“Being authentic” is one of the key attributes of leading a good life in the postmodern mind. As our confidence in traditional beliefs and institutions has weakened, we have come to rely more and more on our own core strengths. One of these is our “integrity” or our “authenticity.” The opposites of “authenticity” — being a “phony” or “wishy-washy” — are easy to imagine. But what does being authentic mean in practice?
We all experience “being human.” We can easily recognise three parts of ourselves in daily living:
- Our normal feeling, thinking and behaving self, that does practically all our living, mostly automatically, “on autopilot.”
- A critical self, that watches our normal self and tells us what we ought to be doing, why we aren’t living up to its expectations, etc.
- A third self, the detached observer, who watches both these other selves, recognises their characteristics and wonders about “what all this means” and other questions.
What does “being authentic” mean?
Given that each person has these three selves, how do we live “authentically?” Here are several things living authentically doesn’t mean:
- It doesn’t mean living only ‘on autopilot.’ It doesn’t mean “If it feels good, do it.” Our normal self is shaped by many things out of its control — where and when you were born, your family, etc — and makes choices based on these circumstances, without a full view of the consequences. Learning by experience is what our normal self does, sometimes to its regret.
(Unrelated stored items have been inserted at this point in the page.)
PR #252, opened 2025-04-15
Configure coalescing delay

muzarski:
Fixes: https://github.com/scylladb/cpp-rust-driver/issues/238

This PR implements  `cass_cluster_set_coalesce_delay`.

## Pre-review checklist

- [x] I have split my patch into logically separate commits.
- [x] All commit messages clearly explain what they change and why.
- [x] PR description sums up the changes and reasons why they should be introduced.
- [x] I have implemented Rust unit tests for the features/changes introduced.
- ~[ ] I have enabled appropriate tests in `.github/workflows/build.yml` in `gtest_filter`.~
- ~[ ] I have enabled appropriate tests in `.github/workflows/cassandra.yml` in `gtest_filter`.~

PR #295, opened 2025-05-06
Implement timestamp generators and enable 4 out of 5 TimestampTests

### LINKED ISSUE #46: Implement timestamp generator configuration
Function list:

- [ ] `cass_timestamp_gen_server_side_new`
- [ ] `cass_timestamp_gen_monotonic_new`
- [ ] `cass_timestamp_gen_monotonic_new_with_settings`
- [ ] `cass_timestamp_gen_free`
- [ ] `cass_cluster_set_timestamp_gen`

muzarski:
Fixes: https://github.com/scylladb/cpp-rust-driver/issues/46
Ref: #132 

This PR implements timestamp methods.

## Enabled integration `TimestampTests`
-  `Statement`
- `BatchStatement`
- `ServerSideTimestampGeneratorStatement`
- `ServerSideTimestampGeneratorBatchStatement`

## Disabled integration test
There is one test that we need to keep disabled (for now). I want to create a separate issue for this. issue: https://github.com/scylladb/cpp-rust-driver/issues/296.

## Pre-review checklist

### DIFF
--- a/scylla-rust-wrapper/src/cluster.rs
+++ b/scylla-rust-wrapper/src/cluster.rs
@@ -6,6 +6,7 @@ use crate::future::CassFuture;
 use crate::retry_policy::CassRetryPolicy;
 use crate::retry_policy::RetryPolicy::*;
 use crate::ssl::CassSsl;
+use crate::timestamp_generator::CassTimestampGen;
 use crate::types::*;
 use crate::uuid::CassUuid;
 use openssl::ssl::SslContextBuilder;
@@ -19,6 +20,7 @@ use scylla::policies::load_balancing::{
 };
 use scylla::policies::retry::RetryPolicy;
 use scylla::policies::speculative_execution::SimpleSpeculativeExecutionPolicy;
+use scylla::policies::timestamp_generator::TimestampGenerator;
 use scylla::routing::ShardAwarePortRange;
 use scylla::statement::{Consistency, SerialConsistency};
 use std::collections::HashMap;
@@ -464,6 +466,33 @@ pub unsafe extern "C" fn cass_cluster_set_tcp_keepalive(
     let tcp_keepalive_interval = enabled.then(|| Duration::from_secs(delay_secs as u64));
 
     cluster.session_builder.config.tcp_keepalive_interval = tcp_keepalive_interval;
+}
+
+#[unsafe(no_mangle)]
+pub unsafe extern "C" fn cass_cluster_set_timestamp_gen(
+    cluster_raw: CassBorrowedExclusivePtr<CassCluster, CMut>,
+    timestamp_gen_raw: CassBorrowedSharedPtr<CassTimestampGen, CMut>,
+) {
+    let Some(cluster) = BoxFFI::as_mut_ref(cluster_raw) else {
+        tracing::error!("Provided null cluster pointer to cass_cluster_set_timestamp_gen!");
+        return;
+    };
+    let Some(timestamp_gen) = BoxFFI::as_ref(timestamp_gen_raw) else {
+        tracing::error!(
+            "Provided null timestamp generator pointer to cass_cluster_set_timestamp_gen!"
+        );
+        return;
+    };
+
+    let rust_timestamp_gen: Option<Arc<dyn TimestampGenerator>> = match timestamp_gen {
+        // In rust-driver, `None` is equivalent to using server-side timestamp generator.
+        CassTimestampGen::ServerSide => None,
+        CassTimestampGen::Monotonic(monotonic_timestamp_generator) => {
+            Some(Arc::clone(monotonic_timestamp_generator) as _)
+        }
+    };
+
+    cluster.session_builder.config.timestamp_generator = rust_timestamp_gen;
 }
 
 #[unsafe(no_mangle)]
--- a/scylla-rust-wrapper/src/timestamp_generator.rs
+++ b/scylla-rust-wrapper/src/timestamp_generator.rs
@@ -1,0 +1,60 @@
+use std::sync::Arc;
+use std::time::Duration;
+
+use scylla::policies::timestamp_generator::MonotonicTimestampGenerator;
+
+use crate::argconv::{BoxFFI, CMut, CassOwnedExclusivePtr, FFI, FromBox};
+
+pub enum CassTimestampGen {
+    ServerSide,
+    Monotonic(Arc<MonotonicTimestampGenerator>),
+}
+
+impl FFI for CassTimestampGen {
+    type Origin = FromBox;
+}
+
+#[unsafe(no_mangle)]
+pub unsafe extern "C" fn cass_timestamp_gen_server_side_new()
+-> CassOwnedExclusivePtr<CassTimestampGen, CMut> {
+    BoxFFI::into_ptr(Box::new(CassTimestampGen::ServerSide))
+}
+
+#[unsafe(no_mangle)]
+pub unsafe extern "C" fn cass_timestamp_gen_monotonic_new()
+-> CassOwnedExclusivePtr<CassTimestampGen, CMut> {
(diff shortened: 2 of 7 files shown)


scylla-rust-wrapper/src/timestamp_generator.rs
```diff
@@ -0,0 +1,60 @@
...
+            let warning_interval =
+                Duration::from_millis(warning_interval_ms.try_into().unwrap_or(1_u64));
+
+            MonotonicTimestampGenerator::new()
+                .with_warning_times(warning_threshold, warning_interval)
+        }
+    };
+
+    BoxFFI::into_ptr(Box::new(CassTimestampGen::Monotonic(Arc::new(generator))))
+}
```
Lorak-mmk: I'm curious, why did you use `.cmp` instead of operator like `<=`?
I'm not used to seeing or writing this method, so it was not obvious to me what is its ordering (does `Less` mean that 0 is less or warning_interval_ms is less?). What is the benefit of using it?

scylla-rust-wrapper/src/timestamp_generator.rs
```diff
@@ -0,0 +1,60 @@
...
+    warning_interval_ms: i64,
+) -> CassOwnedExclusivePtr<CassTimestampGen, CMut> {
+    let generator = match warning_interval_ms.cmp(&0) {
+        // If threshold is <= 0, we disable the warnings.
+        Ordering::Less | Ordering::Equal => MonotonicTimestampGenerator::new().without_warnings(),
+        Ordering::Greater => {
+            let warning_threshold = Duration::from_micros(warning_threshold_us as u64);
+            // Inverval <= 0 fallbacks to 1ms.
+            let warning_interval =
+                Duration::from_millis(warning_interval_ms.try_into().unwrap_or(1_u64));
```
Lorak-mmk: Also the comments look mixed up. When comparing interval, the comment talks about threshold. When operating on threshold it mentions interval.

src/timestamp_generator.cpp
```diff
@@ -22,32 +22,6 @@
...
-
-CassTimestampGen* cass_timestamp_gen_monotonic_new_with_settings(int64_t warning_threshold_us,
-                                                                 int64_t warning_interval_ms) {
-  TimestampGenerator* timestamp_gen =
-      new MonotonicTimestampGenerator(warning_threshold_us, warning_interval_ms);
-  timestamp_gen->inc_ref();
-  return CassTimestampGen::to(timestamp_gen);
-}
-
-void cass_timestamp_gen_free(CassTimestampGen* timestamp_gen) { timestamp_gen->dec_ref(); }
```
Lorak-mmk, line 47: Commit: cpp: remove timestamp methods from src/ 

Did you check if its possible to remove more code? For example this whole file?
IIRC, the src folder was a necessary hack for testing. If we can get rid of some (all?) of it, we definitely should.

Lorak-mmk (approved):

Lorak-mmk (changes requested):
Ooops, that was not supposed to be an approve

src/timestamp_generator.cpp
muzarski: I tried - and we cannot. The remaining code is used by one test case (see the issue #296 )

scylla-rust-wrapper/src/timestamp_generator.rs
muzarski: Oops. This is a bug - the comments are correct - if threshold is <= 0, we should disable the warnings. I wanted to write unit tests to spot stupid bugs like this one, but we don't have any public getters on `MonotonicTimestampGenerator` in rust-driver.

scylla-rust-wrapper/src/timestamp_generator.rs
muzarski: I started using this after clippy once shouted at me for using `if x > 0 {} else if x == 0 {} else {}` instead of `cmp()` method. See the reference: https://github.com/scylladb/cpp-rust-driver/pull/252#issuecomment-2808840986. I'm not sure if clippy would complain in this case as well (since `< 0` and `== 0` branches are the same). I could try to rewrite this if you suggest doing so.

`Less` in this case means that `warning_interval_ms  < 0` - see https://doc.rust-lang.org/std/cmp/trait.Ord.html#tymethod.cmp

scylla-rust-wrapper/src/cluster.rs
```diff
@@ -466,6 +468,33 @@ pub unsafe extern "C" fn cass_cluster_set_tcp_keepalive(
...
+    let rust_timestamp_gen: Option<Arc<dyn TimestampGenerator>> = match timestamp_gen {
+        // In rust-driver, `None` is equivalent to using server-side timestamp generator.
+        CassTimestampGen::ServerSide => None,
+        CassTimestampGen::Monotonic(monotonic_timestamp_generator) => {
+            Some(Arc::clone(monotonic_timestamp_generator) as _)
+        }
+    };
+
+    cluster.session_builder.config.timestamp_generator = rust_timestamp_gen;
+}
```
wprzytula, line 496: :warning: Please confirm that such sharing of `MonotonicTimestampGenerator` possibly between different  sessions / clusters behaves correctly.

wprzytula: I'd prefer to have the `MonotonicTimestampGenerator` cloned into `CassCluster` in this method. The problem is, `MonotonicTimestampGenerator` does not implement `Clone` (nor even `Debug`...). I believe this could/should be added in the Rust driver.

wprzytula (changes requested):

scylla-rust-wrapper/src/timestamp_generator.rs
Lorak-mmk: I don't think clippy will complain about `<=` here, so can we use it?

scylla-rust-wrapper/src/cluster.rs
Lorak-mmk: > Please confirm that such sharing of MonotonicTimestampGenerator possibly between different sessions / clusters behaves correctly.

Why would it not? The interface of `TimestampGenerator` is very simple and not session-specific. Unless we have any reasons to believe sharing will cause problems, why spend time trying to un-share the generator?

wprzytula: `MonotonicTimestampGenerator` contains state. If something contains state, it has potential to get corrupted when that state is shared between `Session`s.

Lorak-mmk: >  If something contains state, it has potential to get corrupted when that state is shared between Sessions.

I still don't see why that would be the case. There is nothing session-specific in `TimestampGenerator` trait. It is just an interface for something that generates numbers. It does not care who calls its methods.

wprzytula: OK.

wprzytula: My point about implementing `Debug` for `MonotonicTimestampGenerator` still stands.

Lorak-mmk: Yes, Debug would probably be useful.

muzarski: > My point about implementing `Debug` for `MonotonicTimestampGenerator` still stands.

https://github.com/scylladb/scylla-rust-driver/pull/1341

muzarski:
Rebased on `master` (did not address comments yet)

muzarski:
v1.1: Addressed comments - most importantly fixed a bug where we would compare `interval <= 0` instead of `threshold <= 0`.

wprzytula (approved):

Lorak-mmk (approved):

muzarski:
v1.3: Forgot to cover `warning_interval_ms == 0` case correctly...

Lorak-mmk (approved):

wprzytula (approved):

- It doesn’t mean doing what someone else tells you to do, especially your own critical self. While that self might possibly include recommendations from a well-developed conscience that we ought to listen to, many times it is simply inappropriate memories and limiting decisions that chatter away and distract us.
- It doesn’t mean living in a detached state, observing life but not actually participating. Our detached observer could spend all its time mulling over questions while the normal self stays on “autopilot,” barely aware of other people or day to day life and the critical self as it chatters away.
To me, living authentically means being able to balance all three of these selves and participate in life according to some higher level of meaning and purpose. Living authetically implies that our detached observer becomes an involved and committed self, which counsels the normal and critical selves according to its understanding of my higher purpose. [You can see an example of how this involved and committed self might emerge in Steps 2 and 3 of the AA’s Twelve Step Program.]
The only authentic question we can ask
To a Christian, being authentic must mean that I live according to Jesus’ guidance for the meaning and purpose of my life. But, many times, this leads to more questions. What is Jesus’ guidance in my precise situation? Where do I find this guidance — in the Bible (which passage?), from the church (who?), from prayer (How do I recognise Jesus’ voice?), etc. We may want to develop our involved and committed self so that we can guide our normal and critical selves “authentically” but we get stuck in all these questions. Many times, I lapse back to detaching again and letting life go on as it always has, defending this choice with, “Oh, I’m a good person” or “I’ll rely on God’s mercy to sort all this out at the end.” While I forgive myself and keep on trying, being detached is certainly a cop-out and not living authentically.
These is only one authentic question that our involved and committed self can ask, to find the way forward. “Where is God right now in this situation?” If we truly strive to answer that question, then Jesus’ guidance (and grace) will surely find us in our need. Of course, it’s not like picking up a phone, calling the God number, and getting an instant answer by SMS. It is like a conversation with a close friend. You know the mind of a close friend, even when they aren’t there. By telling her or him the story of your situation, you are pretty certain about what they are going to tell you when you meet them face to face. Sometimes, you talk to other friends and tell them what your close friend told you, to get confirmation. This is a metaphor for prayer and Christian community.
A Christian’s involved and committed self is formed in prayer and in conversations with other Christians about our life. Forming this crucial authentic part of ourselves so we (and the community) can achieve God’s purpose for us is one of the primary purposes of a local church. If this is happening already in your life, you are fortunate to know how to pray and you are in a genunine Christian community. If that isn’t the case, perhaps you are being called to be a Change Agent in your own prayer and in your church.